In recent posts I've outlined a case for equities to return to bear market mode and that to do so, the inverse correlation between stocks and the dollar must be broken because of the expectation for the buck to plunge into a 3-year low in coming months. With the dollar now in free fall, let's see how equities are holding up.
Now, I realize that nine days is a rather short period of time, but 3.5 points on the dollar index is not insignificant. The fact that such a plunge provided no impetus for stocks to move higher may be an important warning sign for bulls. Furthermore, we were greeted with reports this weekend that China wants to buy Greek bonds. Such news should bolster the euro and frighten the Treasury market. Unless this news is already discounted, we could see a quick dive early in the coming week to an important support level on the dollar chart.

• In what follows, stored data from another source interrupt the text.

Issue #3900, opened 2018-08-17
Install guns in turret ports


jostephd:
Should we allow guns to be installed in turret ports? A turret port is a place where a weapon can be mounted to shoot in all directions so mounting a weapon that can't turn is perhaps wasteful but not inconceivable. Players will have new strategic options to mount guns or secondary weapons in the turret hardpoints. A heavy warship will comfortably fit 10 Heavy Rocket Launchers with room for anti-missiles.

If I'm not talking complete nonsense, we can take this even further. There's no reason to require a gun mounted in a turret port to face forward, it could just as easily be mounted facing sideways or aft. The direction a gun faces should only be changeable in a shipyard, of course. For simplicity the player shouldn't be allowed to specify the direction in degrees but only to choose between some preset values, for example ±5, ±10, ±20, ±45, ±90, ±170, 180 degrees from forward.

Bladewood:
If you're asking for guns on turret mounts, do you also propose that turrets be installable in gun ports?

The gun-turret count is supposed to be one of the main distinguishing features of different ships, so I don't see this happening.
I can particularly see this becoming troublesome for balance should eventually some weapons that only have gun forms be added, because a ship would not be intended to run that many "guns".

jostephd:
> If you're asking for guns on turret mounts, do you also propose that turrets be installable in gun ports?

No.

> I can particularly see this becoming troublesome for balance should eventually some weapons that only have gun forms be added, because a ship would not be intended to run that many "guns".

Aren't guns generally _weaker_ than corresponding turrets? For example, Sunbeam has identical statistics to Sunbeam Turret, but is cheaper and 12T smaller. If I install a Sunbeam gun in a turret hardpoint, my ship is _weaker_ than it would be if I'd installed a turret in that hardpoint, because now I can only fire forward. Do the outfit space savings compensate for that?

There are already ships that have many gun ports (Vanguard, Carrier, Shield Beetle).

MCOfficer:
however, there are also some ships that specifically have many turret mounts, for example the behemoth. the ability to stack mass expansions (to some degree) and, stack particle cannons could quickly get out of control.

jafdy:
The idea of having fixed weapons that don't fire forward has been discussed before, while not a tricky problem for a human it is really hard for an AI. So that won't be happening, not soon at least.

Bladewood:
[...]

PR #4333, opened 2019-06-04
Stationary turret for missile hardpoint

RPBCACUEAIIBH:
With excelent tracking missiles it produces a nice curve shooting effect that was broken for me by the default turn rate. So I fixed it. :)
Add "turret notrurn" 1 to outfit attributes to make the turret stationary. (It overrides the specified or default turnrate!)

### DIFF
--- a/source/Outfit.cpp
+++ b/source/Outfit.cpp
@@ -92,8 +92,13 @@ void Outfit::Load(const DataNode &node)
 			child.PrintTrace("Skipping unrecognized attribute:");
 	}
 	
+	// Stationary turret for missile hardpoint
+	if (IsWeapon() && attributes.Get("turret mounts") && attributes.Get("turret noturn"))
+	{
+		SetTurretTurn(0.);
+	}
 	// Legacy support for turrets that don't specify a turn rate:
-	if(IsWeapon() && attributes.Get("turret mounts") && !TurretTurn() && !AntiMissile())
+	else if(IsWeapon() && attributes.Get("turret mounts") && !TurretTurn() && !AntiMissile())
 	{
 		SetTurretTurn(4.);
 		node.PrintTrace("Warning: Deprecated use of a turret without specified \"turret turn\":");
--- a/source/OutfitInfoDisplay.cpp
+++ b/source/OutfitInfoDisplay.cpp
@@ -76,7 +76,8 @@ namespace {
 		{"unplunderable", "This outfit cannot be plundered."},
 		{"installable", "This is not an installable item."},
 		{"hyperdrive", "Allows you to make hyperjumps."},
-		{"jump drive", "Lets you jump to any nearby system."}
+		{"jump drive", "Lets you jump to any nearby system."},
+		{"turret noturn", "Stationary hardpoint."}
 	};
 }
 


tehhowch:
If it isn't a turret then it shouldn't use a turret mount IMO.

Amazinite:
`Add "turret notrurn" 1 to outfit attributes to make the turret stationary. (It overrides the specified or default turnrate!)`

Why not just set the turn rate to 0 then instead of adding another attribute which pretty much just means `"turn rate" 0`?

Tadrix:
Just use gun ports for non-turrets.

RPBCACUEAIIBH:
> If it isn't a turret then it shouldn't use a turret mount IMO.

Well it's easier to just turn off the motor of an existing turret then to invent a new hardpoint or something...


> `Add "turret notrurn" 1 to outfit attributes to make the turret stationary. (It overrides the specified or default turnrate!)`
> 
> Why not just set the turn rate to 0 then instead of adding another attribute which pretty much just means `"turn rate" 0`?


Because that's what I did initially, but someone added a default turn rate that specifies a turn rate of 4 if the turn rate is 0, and also gives an error... so "turn rate" 0 is not working anymore!

> Just use gun ports for non-turrets.

Gun ports fire forwards, you don't get the same visual effect, and not every ship has gun ports...

Tadrix:
`and not every ship has gun ports`
That's for a reason. The reason being that no ship should be able to do everything. The concept of an immobile turret is a wasteful one, and it's an attempt to circumvent the existing game balance.

Besides, the longer trajectory you're creating in this way is wasteful (presenting more opportunities for the missile to be shot down for no other apparent reason than the designer stupidity, and throwing the ship off-balance if we had the realistic inertia physics; there's a reason why IRL most aircraft launch their missiles forward). See also: [Artistic curving trajectories for no apparent reason](https://tvtropes.org/pmwiki/pmwiki.php/Main/Roboteching).

If you insist on having a weird firing angle, don't you think AI should be accounting for it? Which is the reason I believe that the point that you brought up is a specific case of *broadside firing mechanics* which were discussed, but never implemented. You could bring it up, if you wish, but first look up already existing issues on that topic.

jafdy:
I think you need to find a workaround to your problem, the AI currently isn't able to use fixed weapons off angle. Perhaps use a very small turn rate so the turret doesn't turn perceivably.

RPBCACUEAIIBH:
> That's for a reason. The reason being that no ship should be able to do everything. The concept of an immobile turret is a wasteful one, and it's an attempt to circumvent the existing game balance.

Look... I did not ask you to waste your time adding a feature for me, I simply did it. I did not add an actual turret that could possibly throw the game out of balance, I simply added the possibility to make the turret stationary. There's no need for complicating the AI it's a game not a real life simulator. A game where visuals count! (or at least they should...)

RPBCACUEAIIBH:
> I think you need to find a workaround to your problem, the AI currently isn't able to use fixed weapons off angle. Perhaps use a very small turn rate so the turret doesn't turn perceivably.

The AI doesn't need to use fixed weapons, excelent tracking will do... :)

jafdy:
If you add the ability to have an off angle turret then someone will try to put a fixed weapon on it. When they ask why it isn't working do you expect us to say "because some guy wanted this function for a mod he was doing". Adding a new feature to the game just for some mod should be a last resort when all workarounds have failed, and I have offered a workaround, using a number as large as 0.000004 will result it a turret that would take over an hour to make a full turn.

RPBCACUEAIIBH:
> If you add the ability to have an off angle turret then someone will try to put a fixed weapon on it. When they ask why it isn't working do you expect us to say "because some guy wanted this function for a mod he was doing". Adding a new feature to the game just for some mod should be a last resort when all workarounds have failed, and I have offered a workaround, using a number as large as 0.000004 will result it a turret that would take over an hour to make a full turn.

Ok, will thest that, if it works, fine. I'll close this... What's the smallest value btw?

MCOfficer:
> Ok, will thest that, if it works, fine. I'll close this... What's the smallest value btw?

It's defined as a `double`, so on most systems, the closest positive non-zero value should be 2^-1074.

That's 
`4,9406564584124654417656879286822e-324`
 or (it's hard to find calculators which don't break with these numbers, naturally)
 ```
1/202402253307310618352495346718917307049556649764142118356901358027430339567995346891960383701437124495187077864316811911389808737385793476867013399940738509921517424276566361364466907742093216341239767678472745068562007483424692698618103355649159556340810056512358769552333414615230502532186327508646006263307707741093494784
```

OR (brace yourself):

```
0.000000000000000000000000000000000000000000000000000000000000000000000000000000000000000000000000000000000000000000000000000000000000000000000000000000000000000000000000000000000000000000000000000000000000000000000000000000000000000000000000000000000000000000000000000000000000000000000000000000000000000000000000000000000004940656458412465441765687928682213723650598026143247644255856825006755072702087518652998363616359923797965646954457177309266567103559397963987747960107818781263007131903114045278458171678489821036887186360569987307230500063874091535649843873124733972731696151400317153853980741262385655911710266585566867681870395603106249319452715914924553293054565444011274801297099995419319894090804165633245247571478690147267801593552386115501348035264934720193790268107107491703332226844753335720832431936092382893458368060106011506169809753078342277318329247904982524730776375927247874656084778203734469699533647017972677717585125660551199131504891101451037862738167250955837389733598993664809941164205702637090279242767544565229087538682506419718265533447265625
```
(that's 323 zeroes after the comma)

Sorry for the digression. Credit goes to @0kku for explaining to me how `e` works.

jostephd:
Ref #3900

RPBCACUEAIIBH:
Right... Thanks! :D I think 0.00000001 is slow enough for me not to notice any change in the past few hours, and does't give an error... so I think this is solved!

If we do, indeed, witness a quick move down to that trend line, traders should keep a keen eye on how equities behave. If another two points of weakness in the DX cannot move stocks, the next bounce in the buck is likely to spill quite a bit of equity blood.
I've also noted that for equities to roll into bear mode, we would need to see the energy complex in decline. This assessment did not hold much water last week, as we saw a 7% rally in crude oil do nothing to bolster stocks. I'm willing to bet, however, that if energy prices fall, stocks will get dragged down hard.
These quick, 4 to 5-day spikes in crude price have tended to be exhaustive. As a parallel to dollar action, it will be very important to note how equities behave when oil suffers a pull-back.
The next few session are going to be very telling with regard to the bearish interpretation for stocks.